Studies in Foreign Exchange Economics
This volume collects the academic articles I have written on exchange-rate economics over the past 25 years. Research on the behavior of exchange rates has changed considerably during this period. In the 1980s and 1990s, both empirical and theoretical research were firmly grounded in the paradigm of international macroeconomics. Here, changing macroeconomic conditions were viewed as the sole drivers of exchange-rate fluctuations. However, the limitations of this paradigm had become quite clear by the mid- 1990s. There was remarkably little evidence that macroeconomic variables had consistent strong exchange-rate effects under most circumstances. Since then, exchange-rate research has expanded into the area of finance microstructure.

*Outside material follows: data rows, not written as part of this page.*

Issue #1611, opened 2023-04-11
Insert NIST "Guidelines for Media Sanitization" within IoT Appendix


cmlh:
["1.8 Data handling" of MVSP](https://github.com/vendorsec/mvsp/blame/master/packages/mvsp/mvsp.en.asciidoc#L50) mandates `Ensure media sanitization processes based on NIST SP 800-88 or equivalent are implemented`

The parent of all MVSP issues is #1151.

[Appendix C: Internet of Things Verification Requirement C25](https://github.com/OWASP/ASVS/blob/master/5.0/en/0x93-Appendix-C_IoT.md#security-verification-requirements) states "Verify that the device wipes firmware and sensitive data upon detection of tampering or receipt of invalid message._".

Therefore, modify [Appendix C: Internet of Things Verification Requirement C25](https://github.com/OWASP/ASVS/blob/master/5.0/en/0x93-Appendix-C_IoT.md#security-verification-requirements) to cite [NIST Special Publication (SP) 800-88, Revision 1, Guidelines for Media Sanitization](https://www.nist.gov/privacy-framework/nist-sp-800-88)

mgargiullo:
I wish the ISVS hadn't stalled

tghosth:
Closing as I don't think we will be modifying IoT section

tghosth:
The IoT section was more as a convenience to anyone who wants to go and create a more detailed standard and I am not convinced we will include it in 5.0 anyway

tghosth:
I have opened #1688 to track whether we deprecate this or not.

PR #1673, opened 2023-06-26
Deprecate IoT Appendix for ISVS

cmlh:
Deprecate IoT Appendix for ISVS.

https://github.com/OWASP/ASVS/issues/1611#issuecomment-1597379934
> The IoT section was more as a convenience to anyone who wants to go and create a more detailed standard and I am not convinced we will include it in 5.0 anyway

This Pull Request relates to issue #1611


tghosth:
I want to leave this for now. When we do the rewrite, we will decide finally about this and we need to remember to include an explanation in the final narrative. I have opened https://github.com/OWASP/ASVS/issues/1688 to track whether we deprecate this or not.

This work considers the behavior of exchange rates that arise from the decisions of individuals trading currencies in the foreign exchange market. These microstructure models have provided a rich array of empirical predictions concerning currency-trading patterns that were absent in earlier macro-based models. And, importantly, their predictions are strongly supported by newly available trading data. More recently, exchange-rate researchers have begun the process of integrating the insights from currency-trading models into general equilibrium macromodels. This research takes up the challenge of linking macroeconomic conditions to exchange-rate dynamics via currency trading. The articles in this volume represent my contribution to this evolving literature on exchange-rate economics.

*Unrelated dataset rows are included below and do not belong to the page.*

Issue #1525, opened 2023-01-24
13.3.2 is too specific, kinda obsolete and effectively duplicates 13.2.6, suggest removal.


tghosth:
Requirement history:

| # | Description | L1 | L2 | L3 | CWE |
| :---: | :--- | :---: | :---: | :---: | :---: |
| **13.3.2** | Verify that the message payload is signed using WS-Security to ensure reliable transport between client and service. | | ✓ | ✓ | 345 |
| **[13.3.2](https://github.com/OWASP/ASVS/commit/b29ed7628b5fed80c8a9c593fe1fa311d1d42a35)** | Verify that the message payload is signed to ensure reliable transport between client and service, using JSON Web Signing or WS-Security for SOAP requests. |  | ✓ | ✓ | 345 |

The articles in Part I fall squarely in the traditional macrobased paradigm of exchange-rate research. Chapter 1 presents a paper co-authored with Jim Lothian that empirically studies the links between inflation and rates of exchange-rate depreciation across major currency pairs. This paper is representative of a large body of research examining the empirical characteristics of exchange rates (and other macroeconomic variables). The next two chapters present articles co-authored with Karen Lewis. This work investigates whether “peso problems” could account for the anomalous behavior of foreign currency returns, i.e., behavior that could not be reconciled with standard theoretical models. A so-called “peso problem” arises when investors anticipate a change in regime (possibly related to monetary policy) that is not realized over significant periods of time. This work investigates whether “peso problems” could produce a foreign currency risk premium that is far more persistent than predicted by standard models. These papers are antecedents of more recent asset-pricing research on the effects of disaster risk. The foreign exchange risk premium is also the focus of Chapter 4. Here, I present recent new research showing that variations in risk premia are empirically more important drivers of exchange-rate fluctuations than changes in interest rates. This empirical finding strongly contrasts with the predictions of traditional macromodels. The article then shows that risk premia can play this dominant role in exchange-rate determination in a model where investors’ preferences are subject to risk shocks.

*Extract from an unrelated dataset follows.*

PR #714, opened 2025-02-12
Advance e2e test matrix (remove v1.28 and add v1.31).

jkh52:


liangyuanpeng (commented):
Seems like i missed it, LGTM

Part II collects articles that study exchange-rate behavior from the microstructure perspective. Chapter 1 presents an empirical examination of high-frequency intra-day exchange-rate dynamics. This work shows that most intra-day fluctuations in exchange rates have nothing to do with the arrival of public news, which was the focus of traditional macro exchange-rate models. The remaining chapters in Part II present articles co-authored with Richard Lyons. These articles were the product of a long-standing collaboration that helped establish the microstructure approach to exchangerate modeling. Chapter 2 presents the working paper version of the article that first alerted many researchers to the potential of the microstructure approach. The paper presents a model of how the currency trading decisions of market participants link investors’ portfolio decisions to movements in the exchange rate, and how this link could be measured empirically using currency trading patterns. Chapter 3 extends this idea across multiple currency pairs. The chapters in Part II present articles that examine the links between exchange-rate fluctuations and currency trade in greater detail. Chapter 4 examines how the price impact of currency trades is affected by market conditions. Chapter 5, co-authored with Richard Lyons and Henry Cao, examines how information about foreign currency dealers’ inventory positions can be used to forecast future exchange-rate movements. Chapter 6 presents microstructure evidence supporting imperfect substitutability between different currency assets in international investors’ portfolios. The article then examines the implications of imperfect substitutability for the efficacy of sterilized foreign exchange intervention. As is well known, traditional macromodels are very poor at forecasting future changes in exchange rates. Chapters 7 and 9 show that microstructure models have superior forecasting power. The question of how news about macroeconomic conditions is transmitted to exchange rates via currency trading is addressed in Chapters 8 and 10.